贺铮大惊失色,刚要挣扎,许逾白却一把扯住了他的衣领,用力往下一拽。

两人的面庞瞬间拉近。

许逾白微微仰起头,那两片柔软微凉的嘴唇,带着一股子不容抗拒的凶悍和偏执,直接堵住了贺铮没骂完的脏话!

这是一个充满掠夺和侵略的吻。

许逾白的动作和他的外表完全不符,他一手死死按住贺铮挣扎的肩膀,舌尖粗暴地撬开贺铮紧咬的牙关,长驱直入,肆意地扫荡着里面的一切。

“唔——!”

贺铮浑身的肌肉瞬间绷成了铁块。他堂堂上河村一霸,竟然被一个知青压在炕上强吻!

他想把身上的人掀翻,可许逾白的另一只手却极其刁钻地探了下去,隔着粗布长裤,一把捏住了他那处早已胀痛不堪的命脉。
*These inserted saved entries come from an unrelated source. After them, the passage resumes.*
PR #247, opened 2020-07-21
Reorganising protvista options

Swaathik:
All the options are now moved to the top. 

There is one thing we shall discuss on using the dropdown - whether to close the dropdown automatically when user selects options like Snapshot and Print?

The rest of the options I feel it would be unnecessary to close them without letting the users to play around.


gustavo-salazar:
hey @Swaathik I added a couple of details...
1. embedded the option in the menu as `<label>` so in that way the user can click on the text to trigger the event.
2. Change a bit the logic of the `[accession]: [name]` labels, using a more react-like approach.
3. The Protvista file has grown a lot, I was wondering if it would be worthy to separate the logic of the Options into its own component.

PR #262, opened 2020-09-03
Curation tab added to Pfam entries

Swaathik:
Curation has to be added in `config.yml ` under entry subpages.

### DIFF
--- a/src/subPages/Curation/index.js
+++ b/src/subPages/Curation/index.js
@@ -1,0 +1,143 @@
+// @flow
+import React from 'react';
+import T from 'prop-types';
+
+import Loading from 'components/SimpleCommonComponents/Loading';
+import { createSelector } from 'reselect';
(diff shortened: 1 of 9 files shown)


src/subPages/Curation/index.js
```diff
@@ -0,0 +1,153 @@
...
+              Sequence: {details.hmm.cutoffs.gathering.sequence}
+              <br />
+              Domain: {details.hmm.cutoffs.gathering.domain}
+            </td>
+          </tr>
+          <tr>
+            <td>Download</td>
+            <td>
+              <Link
+                href={`${config.root.API.href}/entry/pfam/${payload?.metadata?.accession}?annotation=hmm`}
```
gustavo-salazar, line 102: I changed the link to get the hmm from our API to reduce the use of pfam website

PR #1162, opened 2024-07-24
Add window.postMessage support.

mauanga:
## Description

This update enhances the functionality of the Chainlit application when it is embedded within another web application via an iframe. By enabling message exchange between the parent and child windows, the application can now support extended features. Some examples of the use cases would be; allowing users to select datasets from their dashboard, supply saved prompts, and more.

## Changes

1. Added an event listener listening for window `message` events in `AppWrapper.tsx`.
2. Added a callback to emit the `window_message` event in `useChatInteract.ts`
3. Added a new decorator `on_window_message` to `__init__.py`
4. Added the callback for the decorator in `config.py`
5. Added a socket io event `window_message` in `socket.py`


dokterbob:
Interesting feature!

 Code looks clean, on quick review.
 
@mauanga Is there any chance you could add a test for this feature in https://github.com/Chainlit/chainlit/tree/main/cypress/e2e?

mauanga:
@dokterbob Thanks for taking the time to review the PR.

I’ve made a small update to include support for 2-way messaging, which now allows messages to also be sent from the backend to a listening host window.

I'll start working on the cypress e2e test and will add it to the PR soon.

jfperusse-bhvr:
@mauanga Just tested this PR and it's great! I would suggest initializing the context inside `window_message(sid, data)` so we can use cl when receiving the message. As a test, with this change, I was able to remove actions from the user interface after receiving the message in my iframe (context initialization is based on the other decorators):

```py
@sio.on("window_message")
async def window_message(sid, data):
    """Handle a message send by the host window."""
    session = WebsocketSession.require(sid)
    context = init_ws_context(session)

    await context.emitter.task_start()

    if config.code.on_window_message:
        try:
            await config.code.on_window_message(data)
        except asyncio.CancelledError:
            pass
        finally:
            await context.emitter.task_end()
```

backend/chainlit/emitter.py
jfperusse-bhvr, line 1: Missing from BaseChainlitEmitter:

```py
    async def send_window_message(self, data: Any):
        """Stub method to send custom data to the host window."""
        pass
```

Issue #1097, opened 2024-06-24
Allow changing thread/conversation names


trinhkiet0105:
I try to change thread Name on the chat UI but know how to

The thread name is default to take the first User message as the thread name. I want to customize thread name after the first assistant response (like chatGPT)

AidanShipperley:
I'd also love to know if there is an actual way to do this properly. 

I was able to find a way to manually do this, however it doesn't update the UI until the user refreshes the page. Regardless, it may still be useful to you or the maintainers:

## Make a Function to Create Chat Title
```python
async def generate_conv_summary(conv_messages):
    
    client = AsyncOpenAI()
    conv = ""
    for message in conv_messages:
        if message["role"] == "user":
            conv += f"User: {message['content']}\n"
        elif message["role"] == "assistant":
            conv += f"Assistant: {message['content']}\n"

    messages = [
        {"role": "system",
         "content": "Act as a conversation summarization engine designed to create a short title for a conversation between a user and an AI assistant. Given a conversation, you will generate a title for that conversation in 3 (three) words or less. The title should be a concise summary of the conversation, capturing the main topic or theme of the conversation."},
        {"role": "system", "content": conv}
    ]

    stream = await client.chat.completions.create(
            messages=messages, stream=True, model="gpt-4o"
    )

    return stream
```

## Add Functionality to Main Function
```python
# import chainlit.data as cl_data
@cl.on_message
async def main(message: cl.Message):
    
    message_history = cl.user_session.get("message_history")
    # Custom code to identify if this is the first message in a thread
    first_msg = False
    if len([msg for msg in message_history if msg.get('role') == 'user']) == 1:
        first_msg = True
        
    
    # Generate and give msg to user as usual
    # ...
    # message_history.append({"role": "assistant", "content": generated_msg.content})
    ###
    
    # Once assistant message is generated, generate chat title and update the thread name
    if first_msg:
        chat_title = ""
        conv_summary_streamer = await generate_conv_summary(message_history)
        async for part in conv_summary_streamer:
            if token := part.choices[0].delta.content or "":
                chat_title += token

        chat_title = chat_title.title().replace(".", "")
        await cl_data._data_layer.update_thread(message.thread_id, name=chat_title)
```
---
Hopefully this helps, I would love to know of a way to update the thread name and instantly have it render onto the UI.

trinhkiet0105:
> I'd also love to know if there is an actual way to do this properly.
> 
[...]

PR #1174, opened 2024-07-29
Eliminate auto capitalization of thread names

gm3197:
Removing auto-capitalization of thread names because it is not necessary and forces this design decision on developers.

### DIFF
--- a/frontend/src/components/organisms/sidebar/threadHistory/ThreadList.tsx
+++ b/frontend/src/components/organisms/sidebar/threadHistory/ThreadList.tsx
@@ -204,7 +204,7 @@ const ThreadList = ({
                             textOverflow: 'ellipsis'
                           }}
                         >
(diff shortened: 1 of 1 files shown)


dokterbob:
Hi @gm3197, thanks for your patch!

As it stands, applying it would unexpectedly change the UX for pre-existing users, while we do not (yet) have a clear-cut/well-documented way of directly controlling thread names. If there were, developers can just implement capitalisation on their own and we could document this as a breaking change, giving an example of how to do this.

Is there _any_ chance you'd be able to have a look at this ticket? https://github.com/Chainlit/chainlit/issues/1097

With a clear and sensible API to be able to control chat titles (in a way where it's not glitching, e.g. changing erratically), merging your patch would be a no-brainer.

Curious to hear what @willydouhard images here.

willydouhard:
this has been released in the `2.0.0` version!

PR #1182, opened 2024-08-02
fix callback regression

adhil-tinvio:


willydouhard (approved):

willydouhard:
Nice catch! Thank you for fixing it 👍

PR #1196, opened 2024-08-08
Jinja2 index template

dokterbob:
Jinja2 (rather than custom template) in index view. Would allow future overrides of headers, including arbitrary JS and meta tags (analytics, ads, Twitter cards, whatever) which we'll submit as a second patch.

Right now, the backend reads a file from the frontend dist folder and the `index.html` from the frontend is not valid HTML anymore.

Many creds to @dhruvsyos who did the heavy lifting on this one.

### DIFF
--- a/backend/chainlit/config.py
+++ b/backend/chainlit/config.py
@@ -124,6 +124,9 @@ cot = "full"
 # Specify a custom meta image url.
 # custom_meta_image_url = "https://chainlit-cloud.s3.eu-west-3.amazonaws.com/logo/chainlit_banner.png"
 
+# Specify a custom meta url.
+# custom_url = ""
+
 # Specify a custom build directory for the frontend.
 # This can be used to customize the frontend code.
 # Be careful: If this is a relative path, it should not start with a slash.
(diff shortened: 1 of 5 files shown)


synergyai-os:
Exciting! Can't wait for this to be approved and add tracking into my chainlit app with amplitude

dokterbob:
@willydouhard Curious to hear your opinion on the question from above, as it's a non-trivial design decision:

Right now, the backend reads a file from the frontend folder and the index.html from the frontend is not valid HTML anymore.

Question to the maintainer: should we keep a default index.html in the frontend (as valid HTML), then have a Jinja2 template in the backend which allows overrides?

dokterbob:
Please don't review yet, I'd still like to add unit tests and think really well about where and how to place this index.html -- the current strategy seems rather inelegant.

ahmadmayahi:
Any updates on this PR?

dokterbob:
> Any updates on this PR?

I'm working on test coverage for unit test views and considering to properly implement this following #1268.
In addition, I want to make it possible for people to install chainlit as `--editable` through #1224.

PR #1192, opened 2024-08-07
Bump Python requirement to 3.9. Solves #1189.

dokterbob:
See https://github.com/Chainlit/chainlit/issues/1189

PR #1217, opened 2024-08-14
Black isort as dev deps in pyproject.toml

### LINKED ISSUE #1194: Required Black and isort code formatters not in pyproject.toml
**Describe the bug**
The pre-commit hook calls `black`, but it's not mentioned as a (dev) dependency in pyproject.toml. They are explicitly mentioned in the contribution instructions.

Adding this to dev dependencies (rather than main deps) would facilitate running them on CI in addition to making dev easier and more consistent (together with #1190).

**Observations**
There's currently a `tests` and a `mypy` group but not a `dev` group.
There is no group containing these code formatters.

What is the rationale behind this, if there is any? Is there a use case when mypy is required but tests aren't, and vice versa? Are there use cases where black and/or isort are not required?

**Suggestion**
A common practice is to have a single `dev` group with all dev-related requirements, used both for local dev and remote CI. This is  conceptually easier.

dokterbob:
Add dev deps group and add isort and black there. Closes #1194 

Forked from #1192 as to allow for smooth merge/prevent merge conflicts.

### DIFF
--- a/.github/CONTRIBUTING.md
+++ b/.github/CONTRIBUTING.md
@@ -25,7 +25,7 @@ I've copy/pasted the whole document there, without the previous two headings.
 
 ### Requirements
 
-1. Python >= `3.8`
+1. Python >= `3.9`
 2. Poetry ([See how to install](https://python-poetry.org/docs/#installation))
 3. NodeJS >= `16` ([See how to install](https://nodejs.org/en/download))
 4. Pnpm ([See how to install](https://pnpm.io/installation))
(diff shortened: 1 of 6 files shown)


willydouhard (approved):

dokterbob:
@willydouhard If I merge this as it stands, I am _forced_ to squash even though 'black and isort' (this issue) has _nothing_ to do with the Python 3.9 version bump.

Please either:
1. Enable normal merge or;
2. Approve #1192 so I can merge that first.

As to avoid history to become messy, making tracing of root causes for bugs harder.

PR #1218, opened 2024-08-14
fix: edit_message in correct place in config.toml

### LINKED ISSUE #1204: `edit_message` in wrong place in `config.toml`
**Describe the bug**
If you run chainlit with an empty `config.toml` the `edit_message` key is placed below `[features.audio]`, however it only works when it is inside the `[features]` block.

**To Reproduce**

1. Run chainlit without a `config.toml` to generate the file
2. The generated `config.toml` has the line `edit_message = true`, change it to `edit_message = false`
3. Run chainlit again
4. Messages are still editable

**Expected behavior**
Messages should not be editable when `edit_message = false`.

**Additional context**
Moving `edit_message = false` up to the `[features]` block disables editing messages as expected.

EWouters:
Fixes #1204.

Also adds a comment for the setting:

> \# Allow users to edit their own messages

### DIFF
--- a/backend/chainlit/config.py
+++ b/backend/chainlit/config.py
@@ -70,6 +70,9 @@ latex = false
 # Automatically tag threads with the current chat profile (if a chat profile is used)
 auto_tag_thread = true
 
+# Allow users to edit their own messages
+edit_message = true
+
 # Authorize users to spontaneously upload files with messages
 [features.spontaneous_file_upload]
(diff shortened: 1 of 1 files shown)


dokterbob (approved):
Looks good to me! Replicated the config rendering issue and your cause analysis seems correct -- thanks for clear explanation of the problem!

“别动,铮哥。”许逾白松开他的嘴唇,喘着粗气,眼神幽暗到了极点,“会坏的。”

贺铮像是一头被捏住七寸的野兽,眼角被逼出了生理性的红晕,只能屈辱地、被迫仰着头,承受着这狂风暴雨般的亲吻和拿捏,喉咙里溢出压抑至极的闷哼。

良久,许逾白才放开他。

他居高临下地看着身下胸膛剧烈起伏、眼神慌乱的糙汉,嘴角勾起一抹餍足的笑。

“铮哥……你硬了。”

贺铮的身子猛地一僵。

他狼狈到了极点,一把推开许逾白,转过身背对着他躺在一边,将被子拉过头顶,把自己裹了个严实。

“闭嘴!睡觉!”

他的声音闷闷地从被子里传出来,带着一股子无法掩饰的恼羞成怒和三观崩塌的慌乱。

许逾白侧过身,看着那个把自己裹成蚕蛹的男人,眼底的笑意几乎要溢出来。

他伸出手,隔着被子轻轻拍了拍贺铮的背。

“晚安,铮哥。”

这一夜,土屋里再也没有了“楚河汉界”。